# Grand River



## mpolander (Sep 4, 2013)

I am thinking about hitting the Grand River tomorrow at the 6th street dam to try for some Steelhead. It is a 3 hr drive for me, do you think it’s too early and I would be wasting my time?


----------



## riverbob (Jan 11, 2011)

lot of ice coming down at the moment, but it could change, i'll give ya a report before bed time, u should do good if the ice stops, when the water was backed up to the dam, a lot of fish were holding just below the dam, i know this because of the many years of seeing it,


----------



## mpolander (Sep 4, 2013)

Your help is very much appreciated.


----------



## riverbob (Jan 11, 2011)

I see very little ice coming down now, n what will b coming is from farer up river, n that ice should b a lot smaller, I'd give it a shot, good luck, go gitum .


----------



## mpolander (Sep 4, 2013)

Thanks, I will send you some pictures if I catch anything.


----------



## krackshot (Feb 23, 2010)

Some one posted pictures of ice damn below 6th Street water was way backed up was curious if that broke loose yet?


----------



## riverbob (Jan 11, 2011)

broke at 12:01 am on the 16th


----------



## krackshot (Feb 23, 2010)

River Bob thanks for the update planning on fishing Tuesday in the poorin rain hopefully no issues will be coming from down river over the coufers


----------



## Trout King (May 1, 2002)

Drove over this evening.

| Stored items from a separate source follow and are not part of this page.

PR #2196, opened 2017-08-25
i18n: manage: make translate --compile more pythonic

dachary:
## Status

Ready for review

## Description of Changes

Make it resemble the above test instead of having a shell equivalent. It is cosmetic only.

## Testing

* pytest -v test/test_manage.py

## Deployment

None.

### DIFF
--- a/securedrop/manage.py
+++ b/securedrop/manage.py
@@ -295,13 +295,9 @@ def translate(args):
         else:
             log.warning("no translations found (ok for tests, not otherwise)")
 
-    if args.compile:
+    if args.compile and len(os.listdir(args.translations_dir)) > 1:
         sh("""
         set -x
-
-        # stop here if there are no translations (for testing)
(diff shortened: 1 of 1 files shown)


securedrop/manage.py
```diff
@@ -295,13 +295,9 @@ def translate(args):
         else:
             log.warning("no translations found (ok for tests, not otherwise)")
 
-    if args.compile:
+    if args.compile and len(os.listdir(args.translations_dir)) > 1:
```
heartsucker: This latter check does nothing since there is a default value for this argument. What logic was this trying to capture?

dachary: it won't try to compile a translation directory that has only one file in it (i.e. the messages.pot file). This is useful now because there indeed are no translations. And it may also be useful later if a test fixture runs it and has no translation.

heartsucker: Ah yes. Makes sense. Approved!

Issue #2202, opened 2017-08-25
CI - produce junit test results for circleCI to digest


msheiny:
# Feature request

## Description

The CircleCI process takes a good ~20 minutes -- whenever it fails under the application tests it is very annoying to sift through the current output to determine what failed. Lets export these to junit and get them absorbed by CircleCI so we can get some clean output 👍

Looked good.


----------



## backalley (Feb 20, 2018)

Remember the time when you just went fishing instead of asking a bunch of people on the internet if you’d be wasting your time or not?

Backalley


----------



## Trout King (May 1, 2002)

backalley said:


> Remember the time when you just went fishing instead of asking a bunch of people on the internet if you’d be wasting your time or not?
> 
> Backalley


Everyone knows that fishing is never a waste of time...


----------



## Scadsobees (Sep 21, 2006)

backalley said:


> Remember the time when you just went fishing instead of asking a bunch of people on the internet if you’d be wasting your time or not?
> 
> Backalley


Time was that we'd actually have to work instead of asking what to expect when we went fishing....


----------



## Shoeman (Aug 26, 2000)

backalley said:


> Remember the time when you just went fishing instead of asking a bunch of people on the internet if you’d be wasting your time or not?
> 
> Backalley



or watched good ole Fred for a week-old report


----------



## Trout King (May 1, 2002)

Shoeman said:


> or watched good ole Fred for a week-old report


Isn't that similar to reading our DNR report?


----------



## Scadsobees (Sep 21, 2006)

Trout King said:


> Isn't that similar to reading our DNR report?


....river's high
....river's high
....river's high
....river's high
....and stay off the ice


----------



## Trout King (May 1, 2002)

Scadsobees said:


> ....river's high
> ....river's high
> ....river's high
> ....river's high
> ....and stay off the ice


That is next weeks right?


----------



## mpolander (Sep 4, 2013)

Saw a total of 4 Steel caught. One big female was foul hooked and released. The guys that were catching them were using spawn bags.

No luck for me but it was nice to be out fishing so early in the season.


----------



## kellyman (Feb 26, 2014)

backalley said:


> Remember the time when you just went fishing instead of asking a bunch of people on the internet if you’d be wasting your time or not?
> 
> Backalley


Yep. Been coming over there, well started in the 80s. Spoild now.


----------



## cireofmi (Feb 13, 2001)

Miss fishing the Grand and the tribs.


----------



## Riverdude (Dec 21, 2017)

The grand is allready at 40 degrees.
By the time it drops, the suckers might be in.


----------